Exercise details –
Check each line of the records below for the string "used", then state how many lines contain it, with no other output.

Collected data entries
== Segment start ==

PR #22403, opened 2026-07-19
fix(core): preserve asyncio runtime errors

lntutor:
# Description

`asyncio_run()` currently wraps event-loop discovery and coroutine execution in one broad `try` block. A `RuntimeError` raised by the coroutine is therefore caught as though event-loop discovery failed, and the original diagnostic is replaced by the generic nested-async message.

Limit the fallback to the `asyncio.get_event_loop()` call. Runtime errors raised while executing the coroutine now propagate unchanged in both the non-running-loop and running-loop paths, consistent with the exception-preservation behavior established in #14970.

Fixes #22401

AI assistance was used to inspect the exception paths and draft the implementation and tests. I reproduced the masking behavior on current `main`, reviewed the prior maintainer-approved exception handling change, and ran the validation below.

## New Package?

- [ ] Yes
- [x] No

## Version Bump?

Core package change; no version bump is required.

- [ ] Yes
- [x] No

## Type of Change

- [x] Bug fix (non-breaking change which fixes an issue)

## How Has This Been Tested?

- [x] I added new unit tests to cover this change

`uv run pytest -q tests/test_async_utils.py` (4 passed)

`uv run make format`

`uv run make lint`

## Suggested Checklist:

- [x] I have performed a self-review of my own code
- [x] My changes generate no new warnings
- [x] I have added tests that prove my fix is effective
- [x] New and existing unit tests pass locally with my changes
- [x] I ran `uv run make format` and `uv run make lint`

Issue #22401, opened 2026-07-19
[Bug]: asyncio_run masks RuntimeError raised by the coroutine


lntutor:
### Bug Description

`asyncio_run()` wraps event-loop discovery and coroutine execution in the same `try` block. Its broad `except RuntimeError` therefore catches `RuntimeError` raised by the coroutine itself, attempts to run the already-awaited coroutine again, and replaces the original failure with the generic nested-async error.

This hides application and provider errors that callers need to diagnose. The existing exception should propagate unchanged; only failure to discover an event loop should select the `asyncio.run()` fallback.

### Version

Current `main` (`llama-index-core`)

### Steps to Reproduce

```python
from llama_index.core.async_utils import asyncio_run

async def fail() -> None:
    raise RuntimeError("original failure")

asyncio_run(fail())
```

### Expected Behavior

```text
RuntimeError: original failure
```

### Actual Behavior

```text
RuntimeError: Detected nested async. Please use nest_asyncio.apply() ...
```

### Relevant Context

PR #14970 previously established that exceptions from `asyncio_run()` should propagate without reconstruction so their original diagnostic information is retained.

zeweihan:
Strong writeup, and the PR #14970 reference is the right anchor — that PR established that exceptions from `asyncio_run()` should propagate **without reconstruction** so original diagnostics survive. This bug is a regression of that contract via a different path: it's not that the exception is swallowed (silent) — it's actively **replaced**, which is a distinct and arguably worse severity class.

A few angles worth making explicit:

**1. Loud-but-misleading ≠ silent.** The two get conflated but they fail differently for the operator. A swallowed exception surfaces as "works but wrong" — you eventually notice missing behavior. A *replaced* exception surfaces loudly, with the full authority of "Python raised this," while pointing at the wrong layer. On-call reads `Detected nested async. Please use nest_asyncio.apply()` and burns the next hour on event-loop configuration, supervisor config, or `nest_asyncio` imports — none of which will touch a provider 401, a rate-limit, or a malformed response that was the actual `RuntimeError`. The failure is *diagnosable-looking*, which is what makes it expensive: it consumes real debugging budget pursuing a confident wrong answer. Same shape as a duration field that reports `0.001s` on a timed-out request (it carries measurement confidence while structurally lying), or a guardrail log labeled "Flagged" when the action was actually "Blocked" — the surface looks like evidence but encodes the wrong fact.

[...]

PR #22495, opened 2026-07-29
fix(core): don't swallow task exceptions in run_async_tasks(show_progress=True) (#22493)

### LINKED ISSUE #22493: [Bug]: run_async_tasks swallows task exceptions when show_progress=True
### Bug Description

**Reproduction**

    async def ok(): return 1

function and code path.

### Version

0.14.23

### Steps to Reproduce

    async def ok():
        return 1

    async def fail():

### Relevant Logs/Tracebacks

```shell
    return f.result()
    result = coro.throw(exc)

    return asyncio.run(coro)

    raise RuntimeError(

```

Anai-Guo:
## Description

Fixes #22493.

`run_async_tasks` wraps the whole tqdm branch in `except Exception: pass`. The comment shows the intent is to fall back when `tqdm.asyncio` is unsupported, but the `try` also covers the line that actually runs the tasks:

```python
tqdm_outputs: List[Any] = loop.run_until_complete(_tqdm_gather())
```

So an exception raised by a *task* is swallowed. Execution then falls through to the non-progress path, which re-awaits coroutines that have already been consumed — the caller ends up with `RuntimeError: Detected nested async...` instead of the real failure, and is pointed at `nest_asyncio.apply()`, which `run_async_tasks` already called a few lines above.

On `main` (`c864fcf`):

```python
```

## Fix

Narrow the `try` to the optional-dependency setup it was written for (`nest_asyncio` / `tqdm.asyncio` import, `nest_asyncio.apply()`, loop lookup) and move task execution into an `else` branch. Environments without `tqdm.asyncio` still fall back exactly as before; task exceptions now propagate.

This mirrors the shape used in #22403 for the sibling `asyncio_run` issue (#22401), but is a different function and code path — the two changes do not overlap.

## Verification

Against `llama-index-core` with the patch applied:

| case | before | after |
|---|---|---|
| `show_progress=False`, task raises | `ValueError: ORIGINAL task failure` | unchanged |
| `show_progress=True`, task raises | `RuntimeError: Detected nested async...` | `ValueError: ORIGINAL task failure` |
| `show_progress=True`, all tasks succeed | `[0, 1, 2]` | `[0, 1, 2]` (progress bar still rendered) |
| `show_progress=True`, `tqdm.asyncio` unimportable | falls back, returns results | unchanged |

Added `test_run_async_tasks_propagates_task_exception_with_progress` to `llama-index-core/tests/test_async_utils.py`. It fails on `main` (`RuntimeError`) and passes with this change; the file's existing tests still pass (`3 passed`, run with `-W error::RuntimeWarning`).

`ruff@0.11.8` (the pinned pre-commit version) `check` and `format --check` are clean on both files.

## Type of Change

### DIFF
--- a/llama-index-core/llama_index/core/async_utils.py
+++ b/llama-index-core/llama_index/core/async_utils.py
@@ -93,17 +93,17 @@ def run_async_tasks(
             # we need to reuse it instead of creating a new one
             nest_asyncio.apply()
             loop = asyncio.get_event_loop()
-
-            async def _tqdm_gather() -> List[Any]:
-                return await tqdm.gather(*tasks_to_execute, desc=progress_bar_desc)
-
-            tqdm_outputs: List[Any] = loop.run_until_complete(_tqdm_gather())
-            return tqdm_outputs
         # run the operation w/o tqdm on hitting a fatal
         # may occur in some environments where tqdm.asyncio
         # is not supported
         except Exception:
             pass
+        else:
+
+            async def _tqdm_gather() -> List[Any]:
+                return await tqdm.gather(*tasks_to_execute, desc=progress_bar_desc)
+
+            return loop.run_until_complete(_tqdm_gather())
 
     async def _gather() -> List[Any]:
         return await asyncio.gather(*tasks_to_execute)
--- a/llama-index-core/tests/test_async_utils.py
+++ b/llama-index-core/tests/test_async_utils.py
@@ -1,7 +1,7 @@
 import asyncio
 import contextvars
 import pytest
-from llama_index.core.async_utils import batch_gather, asyncio_run
+from llama_index.core.async_utils import batch_gather, asyncio_run, run_async_tasks
 
 
 def test_batch_gather_indivisible_task_list() -> None:
@@ -37,3 +37,20 @@ async def test_asyncio_run_copies_contextvars_when_loop_running() -> None:
         assert result == "sentinel_value"
     finally:
         test_var.reset(token)
+
+
+def test_run_async_tasks_propagates_task_exception_with_progress() -> None:
+    """
+    Validate that show_progress does not change which exception reaches
+    the caller: a task failure must surface instead of being swallowed by
+    the tqdm fallback.
+    """
+
+    async def ok() -> int:
+        return 1
+
+    async def fail() -> None:
+        raise ValueError("ORIGINAL task failure")
+
+    with pytest.raises(ValueError, match="ORIGINAL task failure"):
+        run_async_tasks([ok(), fail()], show_progress=True)


ErenAta16 (commented):
#22496 is open against the same function for the same bug, by a different author. Both fixes work; picking one and closing the other would save a round of duplicate review.

Reproduced the bug and both patches. Two coroutines, one raising `ValueError("ORIGINAL task failure")`:

| | `show_progress=False` | `show_progress=True` |
|---|---|---|
| `main` @ 247c371 | `ValueError: ORIGINAL task failure` | **`RuntimeError: Detected nested async. Please use nest_asyncio.apply()...`** |
| this PR (`try/except/else`) | `ValueError` | `ValueError` |
| #22496 (`tqdm_setup_ok` flag) | `ValueError` | `ValueError` |

So `show_progress=True` currently replaces the real error with a message about nested event loops — which sends anyone debugging it to `nest_asyncio`, and `nest_asyncio.apply()` had already run successfully two lines earlier.

Also checked the path the broad `except` exists for, since both patches narrow what it catches. Blocking the `tqdm.asyncio` and `nest_asyncio` imports:

| | result |
|---|---|
| `main` | `[1, 1]` |
| this PR | `[1, 1]` |
| #22496 | `[1, 1]` |

The fallback still works in all three, and it's safe there because no coroutine has been consumed yet when the import fails — which is exactly why the task-failure case was the broken one.

Between the two shapes, `try/except/else` here keeps the successful path adjacent to its own `try` and needs no extra flag; #22496's version has to hoist `_tqdm_gather` out of the `try` scope to call it afterwards, which works but relies on the closure surviving the block. Either is fine — the substantive point is that they're the same fix.

One thing neither addresses: after the fallback runs, `tasks_to_execute` is still the caller's list, and the `except` can now only be reached before any coroutine is awaited. That invariant is what makes both patches correct, and it's worth a comment on the `except` so the next person doesn't widen it back.

Measured on `llama-index-core` @ 247c371, Python 3.10.12.

Anai-Guo:
Thanks for flagging @ErenAta16 — agreed that only one of these should get review time.

For the record on ordering: this PR was opened at 19:21 UTC and #22496 at 19:25 UTC, so they crossed rather than one following the other. The two fixes are equivalent in behavior; #22496 carries a larger test addition, this one is a smaller diff to `run_async_tasks`.

@logan-markewich — happy either way. If #22496 reads better to you, say so and I'll close this immediately; otherwise I'm glad to fold any of the extra test coverage from #22496 into this branch so nothing is lost.

ErenAta16 (commented):
On "fold any of the extra test coverage from #22496 in so nothing is lost" — there is exactly one piece that isn't redundant, and it's worth taking.

I ran both test sets against four versions of `run_async_tasks`: `main`, this PR's `try/except/else`, #22496's `tqdm_setup_ok` flag, and a deliberately broken variant where tqdm setup succeeds but the progress path returns a truncated result.

| version | this PR's test | #22496's tests |
|---|---|---|
| `main` | fails (`RuntimeError`) | fails (`RuntimeError`) |
| this PR | pass | pass |
| #22496 | pass | pass |
| success path broken on purpose | **pass** | fails (`[1, 2, 3, 4]`) |

Both catch the reported bug identically. The gap is the last row: `test_run_async_tasks_success_with_progress` is the only test in either PR that asserts the progress path still returns the right results. Since both patches restructure the control flow around what `return`s from inside the `try`, that's the regression class closest to the change, and this PR's single failure-case test doesn't cover it.

The other extra in #22496 — asserting the `show_progress=False` failure case as well — is a reasonable pin but doesn't distinguish any of the four versions above.

So if this one is the branch that goes forward, the thing to port is the success-path test, not the whole file.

== Segment end ==

Task output –
2